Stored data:
--
PR #122, opened 2016-03-23
Refactor towards three-layer architecture

lumberj:
Create app container
Pass services down into lower layers (lower layers don't require singletons from src/services)

TODO:
- Move common utils (e.g., services/log) to `common`


lumberj:
cc @gip -- config is now passed down from top layer

src/index.js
--
What needs to be done - Which lines in the records above contain the string "down"? Copy them.

Result of the task -
Pass services down into lower layers (lower layers don't require singletons from src/services)
cc @gip -- config is now passed down from top layer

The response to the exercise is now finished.